Well she is going on about 6 months now and doing well. I left her in with the pigs for the first couple months I had her, actually a young boar that was about her size. She buddied up with him just fine. Then I got a little concerned when she started climbing out to get into the rest of the yard and over where our family dog, an outside Golden Retriever was. But after the new wore off, I have found that she will climb back in the pig pasture on her own at times and stay over with them. She has a few that will actually run from her that she likes to chase and bite their tails. Other than that she has been content to lay around with them most of the time.

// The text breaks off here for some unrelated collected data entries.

Issue #376, opened 2018-05-25
Multiple 404 errors in Chromium and Edge when running from localhost in jQuery mode


Jaifroid:
This is effectively the same error as #272. It occurs also with stylesheets when the browser is running kiwix-js from localhost -- screenshot below is from Chromium. I see this in the console log of Chromium and Edge (but not Firefox). I imagine it's also occurring under the hood when running from the file:// protocol, but the console log doesn't bind the network stack in file:// protocol.

The solution is the same as for images. We can add this line below the current regex for images, but for the sake of completeness, we should do the same for scripts. Full suggested revised code is:
```
    if (contentInjectionMode === 'jquery') {
        // Fast-replace img and script src with data-kiwixsrc [kiwix-js #272]
        htmlArticle = htmlArticle.replace(/(<(?:img|script)\s+[^>]*\b)src(\s*=)/ig, '$1data-kiwixsrc$2');
        // Replace link hrefs to prevent 404 errors in http:// mode
        htmlArticle = htmlArticle.replace(/(<link\s+[^>]*\b)href(\s*=)/ig, '$1data-kiwixhref$2');            
    }

```
Then, in `loacCSSJQuery()`, just as in `loadImagesJQuery()` we reference `link.attr("data-kiwixhref")` instead of `link.attr("href")`.

![image](https://user-images.githubusercontent.com/4304337/40539454-b7a9c96a-600c-11e8-91c0-4bf2466746e7.png)

mossroy:
I agree (I saw that too), but I'll change the label to "enhancement", as it has no impact for the user.

Jaifroid:
Commit https://github.com/kiwix/kiwix-js/commit/64061cc8d9ca88957e60c80dd57cc7e33e7a3e4c implements this fix. Tested on Edge, IE11, FFOS and Chromium (Edge and Chromium in http: mode as well as file:// mode). I'm happy to wait to do a PR after v2.3 or, as it's small, if you decide to change the milestone, I can do a PR now. No rush. -- I don't want to delay 2.3.

Jaifroid:
Forgot to update `loadJavaScriptJQuery()` too. Done (branch [Fix-404-errors-in-http-mode](https://github.com/kiwix/kiwix-js/compare/Fix-404-errors-in-http-mode)).

mossroy:
Please create the PR : we'll see if it can be in 2.3 or not.

PR #378, opened 2018-05-26
Fix 404 errors in http mode

Jaifroid:
See #376 .

### DIFF
--- a/www/js/app.js
+++ b/www/js/app.js
@@ -807,10 +807,12 @@ define(['jquery', 'zimArchiveLoader', 'util', 'uiUtil', 'cookies','abstractFiles
     var regexpZIMUrlWithNamespace = /(?:^|\/)([-ABIJMUVWX]\/.+)/;
     // Pattern to match a local anchor in a href
     var regexpLocalAnchorHref = /^#/;
-    // These regular expressions match both relative and absolute URLs
-    // Since late 2014, all ZIM files should use relative URLs
-    var regexpImageUrl = /^(?:\.\.\/|\/)+(I\/.*)$/;
-    var regexpMetadataUrl = /^(?:\.\.\/|\/)+(-\/.*)$/;
+    // Regex below finds images, scripts and stylesheets with ZIM-type metadata and image namespaces [kiwix-js #378]
+    // It first searches for <img, <script, or <link, then scans forward to find, on a word boundary, either src=["'] 
+    // OR href=["'] (ignoring any extra whitespace), and it then tests everything up to the next ["'] against a pattern that
+    // matches ZIM URLs with namespaces [-I] ("-" = metadata or "I" = image). Finally it removes the relative or absolute path. 
+    // DEV: If you want to support more namespaces, add them to the END of the character set [-I] (not to the beginning) 
+    var regexpTagsWithZimUrl = /(<(?:img|script|link)\s+[^>]*?\b)(?:src|href)(\s*=\s*["']\s*)(?:\.\.\/|\/)+([-I]\/[^"']*)/ig;
     
     // Cache for CSS styles contained in ZIM.
     // It significantly speeds up subsequent page display. See kiwix-js issue #335
@@ -828,8 +830,9 @@ define(['jquery', 'zimArchiveLoader', 'util', 'uiUtil', 'cookies','abstractFiles
         $("#articleContent").contents().scrollTop(0);
 
         if (contentInjectionMode === 'jquery') {
-            // Fast-replace img src with data-kiwixsrc [kiwix-js #272]
-            htmlArticle = htmlArticle.replace(/(<img\s+[^>]*\b)src(\s*=)/ig, '$1data-kiwixsrc$2');
+            // Replaces ZIM-style URLs of img, script and link tags with a data-url to prevent 404 errors [kiwix-js #272 #376]
+            // This replacement also processes the URL to remove the path so that the URL is ready for subsequent jQuery functions
+            htmlArticle = htmlArticle.replace(regexpTagsWithZimUrl, "$1data-kiwixurl$2$3");            
         }
 
         // Compute base URL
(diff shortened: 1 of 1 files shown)


Jaifroid:
OK, I hadn't given much through to this. On reflection, it's very important that we match the same elements that we will match later in the functions that insert images, css and scripts, so if we make a search more specific here, we need to make it more specific later too, otherwise we'll end up with mismatched tags. Here is a summary of what we currently select (in italics) plus discussion. If it's too long, skip to the conclusion at the end in bold:

**Images**: *all `img` tags in query selector, then filter those that have an `src` that matches an internal ZIM file*. We could tighten up our image selection here, but it will only be useful if it is possible that there are other images in the ZIM that link to external files. As, by definition, all ZIMs must work entirely offline, it doesn't seem necessary to do a more specific regex here for images.

**Links**: *all link tags that have a relationship (`rel`) attribute of "stylesheet" in the query selector, and then we filter for those whose `href` matches `regexpMetadataUrl`*. We can certainly make the regex here more specific to match only those `link` tags that have `rel="stylesheet"`. However, it begs the question as to why we *only* select for "stylesheet" relationship types later. Surely it would be valid, for example, for the ZIM to contain stylesheet relationship types of "alternate",  "author", "help", "license", "next", "pingback", "prefetch", "preload", "prev" or "shortlink" (these are the ones that seem to be legal for links and not deprecated or browser-specific). The real question is: **Can there be a `link` tag with a ZIM-style href that we do *not* want to process?** If the answer is no, then our later query selector should look for all links with an href matching a ZIM link, and not limit it to stylesheet types, as we currently do. And in that case, we should tighten up this regex to select only `link` tags where the href matches a ZIM-style link. The relationship type is then irrelevant. 

**Scripts**: *all `script` tags, and then filter for those whose `src` matches a ZIM link*. Like images, we could make the regex more specific here, though it doesn't seem useful, as by definition an `src` that points to an external source that is not a ZIM reference can have no meaning in an offline ZIM.

**Conclusion: We should tighten up the `link` tag regex to select only those that have an `href` that matches `regexpMetadataUrl`. If that matches, then it is safe to ignore the relationship type, as that is the only thing we're interested in. We should further simplify the later query selection `'link[rel=stylesheet]'` to `'link[data-kiwixhref]'`, since the `rel` should not be limited to stylesheet types.**

Jaifroid:
I'll push a proposed simplification for testing later this morning.

Jaifroid:
Commit https://github.com/kiwix/kiwix-js/pull/378/commits/f2638f05f5169048b8370dd607220621491a3b86 goes to the core of the matter by only selecting link, img and script tags where the href or src matches a ZIM-style URL. I think this solves the whole problem, because that is really all we are interested in. We don't need to do complex HTML parsing, because zimwriter / mw-offliner should already have done that for us, and should have decided when the link should be in the ZIM or not. That's all we need to know, right? So that's all we need to test for.

Since we're doing this test here in jQeury mode, we can take the opportunity to simplify the testing later in the jQeury functions that deal with links, images and scripts. Effectively, we're also only interested there in elements that have matched this earlier regex.

Note that I believe this code now makes redundant the two regexes `regexpImageUrl` and `regexpMetadataUrl`. Assuming they are only used in app.js, and not elsewhere (I couldn't find them elsewhere on a quick search), then if this code is acceptable, they can be removed. Or they can be kept for instructional purposes for future devs, to show them how to do this kind of matching.

I've tested this commit on Edge, IE11, Firefox ESR, FFOS, and Chromium, on Wikimedia and one Stackexchange ZIM. I'm going to add a regex101 in a moment to test for regex optimization (I already did some optimization to minimize regex search steps).

Jaifroid:
Here's the regex101 link: https://regex101.com/r/kjldDq/2 
This is for the JavaScript version. In Firefox ESR this makes 24 matches in 2 milliseconds, which is pretty fast! To see more clearly what has matched, use this one:
https://regex101.com/r/kjldDq/1 
This one runs in PHP and therefore highlights all sub-matches more clearly.

mossroy:
You're right, I like this approach. And it makes the code a bit more simple.
In theory, there is a little difference between the regexp and what you match with jQuery after : the regexp matches for example a script with a matching href (instead of src) attribute, or a link with a matching src (instead of href) attribute, or a img link with a matching href (instead of src) attribute. But theses combinations are apparently not valid in the HTML spec, so I think it's not a problem.

www/js/app.js
```diff
@@ -811,6 +811,9 @@ define(['jquery', 'zimArchiveLoader', 'util', 'uiUtil', 'cookies','abstractFiles
     // Since late 2014, all ZIM files should use relative URLs
     var regexpImageUrl = /^(?:\.\.\/|\/)+(I\/.*)$/;
     var regexpMetadataUrl = /^(?:\.\.\/|\/)+(-\/.*)$/;
```
mossroy: I think you can safely remove these 2 unused lines (and their comment above)

www/js/app.js
```diff
@@ -811,6 +811,9 @@ define(['jquery', 'zimArchiveLoader', 'util', 'uiUtil', 'cookies','abstractFiles
...
+    // Regex below finds images, scripts and stylesheets with ZIM-type metadata and image namespaces [kiwix-js #378]
+    // DEV: If you want to support more namsespaces, add them to the END of the character set [-I] (not to the beginning)
```
mossroy: Little typo on "namsespaces" : "namespaces"
As the regexp is not trivial, I think it's necessary to describe it a bit more in the comment.

Jaifroid: OK, will see if I can come up with a clearer comment.

Jaifroid:
> the regexp matches for example a script with a matching href (instead of src) attribute, or a link with a matching src (instead of href) attribute, or a img link with a matching href (instead of src) attribute. But theses combinations are apparently not valid in the HTML spec, so I think it's not a problem.

Yes, I was aware of that, but we have a wider problem if the ZIM has valid ZIM URLs assigned to the wrong attribute for the tag. We could do two separate regexex, but I felt there was a minor performance gain to sweeping through the HTML only once and picking everything up in that sweep.

mossroy:
I agree that it's probably better to keep this version

Jaifroid:
I added this description to the new regex to make it clear how it works. Is this sufficient? Too much?
```
// Regex below finds images, scripts and stylesheets with ZIM-type metadata and image namespaces [kiwix-js #378] 
// It first searches for <img, <script, or <link, then scans forward to find, on a word boundary, either src=["']  
// OR href=["'] (ignoring any extra whitespace), and it then tests everything up to the next ["'] against a pattern that 
// matches ZIM URLs with namespaces [-I] ("-"" = metadata or "I" = image). Finally it removes the relative or absolute path.  
// DEV: If you want to support more namespaces, add them to the END of the character set [-I] (not to the beginning)
var regexpTagsWithZimUrl = /(<(?:img|script|link)\s+[^>]*?\b)(?:src|href)(\s*=\s*["']\s*)(?:\.\.\/|\/)+([-I]\/[^"']*)/ig; 
```

mossroy:
This description is perfect.
If you tested enough, I think you can rebase/squash/merge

She does well barking at strange dogs and has taken the lead from our Golden in running a few off that thought they wanted to come visit. 
I considered getting another a while back and now I am glad I did not. I think another inexperienced puppy would have taken away from what she has learned from our older dog that she pays attention to a lot. She has been around our chickens, but never allowed unsupervised close contact and she has been around the goats with no issues and little interest so far.
I have put up LGD signs but the biggest issue I have had is people visiting and wanting to pet her and call her over. I have reprimanded her when I see her coming to them and most people are too ignorant to realize what they are even doing and say "Oh, it is ok I love dogs" I want to tell them " I could care less about you, I just do not want you to ruin my dog". Dogs are smart, it is people that are stupid, but maybe I am just a bit frustrated at some peoples ignorance of LGD's and their job. Seems some people can not understand there are dogs with a job, besides laying around eating and being petted!!! Anyway, I will probably still get another one and probably a full blood Anatolian next time, but I will wait until she is well trained in her job before I do, probably another year or so.


----------